Indeed. Go to the top of the class. So when we hear politicians and representatives of some government departments, semi-states and representation organisations talking about the stellar reputation of Irish beef in the eyes of the global consumer, what markets are they referring to?

@Richard,
There’s always a lot of spin in these pronouncements, but I’m pretty sure that I have heard of Country-of-Origin branding of Irish beef being undertaken in some other European markets. Other than Germany (see below) I can’t remember which for sure, but I think it has been at least tried in Britain, Netherlands, Italy and Japan. Seafoid has mentioned Switzerland, but my guess is that the volumes are low.

I think that the following quote on meat promotion from the most recent Bord Bia Annual Report is relevant.

“Promotion
Bord Bia’s beef marketing strategy is one of differentiation and premiumisation of Irish beef by assisting industry target the best customers across Europe.
Since 2007, we have seen a doubling of the volume of Irish beef going to
premium retail and foodservice and a rise of 15% in the volumes destined
for standard retail lines.
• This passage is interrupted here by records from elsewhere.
PR #2392, opened 2026-08-21
fix(eve): protect non-public observability content

chadhietala:
### Summary

Hosted private and unknown conversations were excluded from retained agent traces, but AI SDK telemetry and durable Workflow data could still expose content through older observability paths. This change applies the audience decision before content projection: hosted private and unknown calls disable AI SDK input/output capture and deliver metadata-only provider events and runtime context, while public calls retain content. Each Workflow run also receives an `allowed` or `denied` metadata marker; denied session runs omit the content-derived title so content access can be denied using run metadata alone. Local `eve dev` keeps content for unknown TUI and HTTP sessions, while private sessions remain denied.

### Validation

Validated with `pnpm run typecheck`, 324 focused privacy and Workflow tests, and persisted-attribute integration coverage. The full unit run completed 7,019 tests with three unrelated timeouts; all 45 tests in those files passed when rerun directly.

### Checklist

### Diff size

**Docs** — 1 file · `+5 / -0`

The changeset records the privacy behavior for the next patch release.

**Implementation** — 7 files · `+106 / -22`

The implementation centralizes audience-aware content capture, applies it at AI SDK and provider boundaries, and writes the Workflow access marker when runs are created.

**Tests** — 8 files · `+207 / -13`

Regression coverage verifies hosted and local capture behavior, metadata-only projections, durable delivery handling, and persisted Workflow attributes for sessions, subagents, and turns.


packages/eve/src/execution/eve-workflow-attributes.ts
```diff
@@ -209,11 +233,13 @@ export function buildSessionAttributes(input: {
   readonly inputMessage: unknown;
   readonly serializedContext: Record<string, unknown>;
 }): Record<string, EveAttributeValue> {
+  const traceContent = resolveWorkflowTraceContent(input.serializedContext);
   return {
     "$eve.channel_request_id": readChannelRequestId(input.serializedContext),
+    "$eve.trace_content": traceContent,
```
ruiconti: Is there a better name here? I'd have never guessed that the expected value for this is an access boolean.

Maybe `$eve.is_trace_content_visible: boolean` or `$eve.trace_content_visibility: "allowed"|"denied"`.

chadhietala: I changed this to `$eve.is_trace_content_visible` but workflow normalizes the values as strings so we have to do "true" | "false"

packages/eve/src/harness/instrumentation/runtime-context.ts
```diff
@@ -80,16 +82,21 @@ function buildInstrumentationStepStartedInput(
...
-    modelInput: snapshotForInstrumentation(input.modelInput, "modelInput") ?? {
-      instructions: undefined,
-      messages: [],
-    },
+    modelInput: capturesContent
+      ? (snapshotForInstrumentation(input.modelInput, "modelInput") ?? {
+          instructions: undefined,
+          messages: [],
+        })
+      : { instructions: undefined, messages: [] },
```
ruiconti, line 99: More of a meta-comment but doing sanitization ad-hoc like this is error-prone. I would be curious to see what a potentially consolidated sanitization solution could look like. Maybe hard though due existing data flows so sharing as a thought.

packages/eve/src/execution/workflow-entry.integration.test.ts
```diff
@@ -50,6 +51,12 @@ function buildSerializedContext(overrides: {
     "eve.channel": { kind: overrides.channelKind, state: overrides.channelState ?? {} },
     "eve.mode": overrides.mode,
   };
+  if (overrides.audience !== undefined) {
+    context["eve.channelInstrumentation"] = {
+      kind: overrides.channelKind,
+      metadata: { audience: overrides.audience },
+    };
+  }
```
ruiconti: Why not extend the existing `eve.channel` entry?

chadhietala: just stuck audience into `eve.channel`

ruiconti (approved):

This equates to over 50,000 tonnes going to better
paying outlets.

The Food Harvest 2020 Beef Implementation Group identified a 40% potential growth in the output value of the beef sector by 2020. Marketing targets in developing this goal include:
• Extending the Bord Bia Strategy of differentiation and premiumisation to 2020.
• Positioning Irish grass-fed beef as a premium product in high-value European markets and international markets such as the US.
• Developing the positive environmental, human health and animal welfare attributes of grass fed beef into marketing opportunities and building environmental criteria into quality schemes.
• Developing international markets for beef.

Among the initiatives being implemented to achieve the above targets are:
• Supporting premium beef brands.
• Premium image building via chefs and media in flagship regions.
• Positioning Irish beef at the top of the German market.
• Branding Ireland’s sustainability advantage.
• Developing a market for sustainable suckler beef.
• Maximising market access.”

@BeeCeeTee

You’re a trier. I’ll give you that. Can’t believe you took the time to type the Bord Bia brochure.

Without exposing you the shock of meeting a German meat Category Manager working with say ( retailers) Metro, Rewe, Globus or Tengelmann and in basic marketing terms, promotion is not strategy, retail and food service are completely different target markets, requiring different strategies, branding Irelands’ sustainability advantage is not the same as actually having a sustainability advantage, certainly not a ‘bio’ advantage, ( ask Tony Owen’s wife!) and, at this point the ‘developing’ has been going on for 40 years.

Absolutely nothing wrong with selling good, grass-fed beef under retail brands overseas but let’s stop advocating consumer marketing strategies, ( ‘origin’ labels alone are not a consumer marketing strategy!) particularly in sophisticated consumer markets if we don’t have companies with the resources ( or willingness) to do so.

Picking one item from your list: ‘supporting premium beef brands’. In Germany? Which ones? In which retailer? Where? Investing how much? In what? Brand marketing stategies may, in fact, NOT be appropriate for irish beef. In the meantime, let’s stop pretending global consumers love irish beef!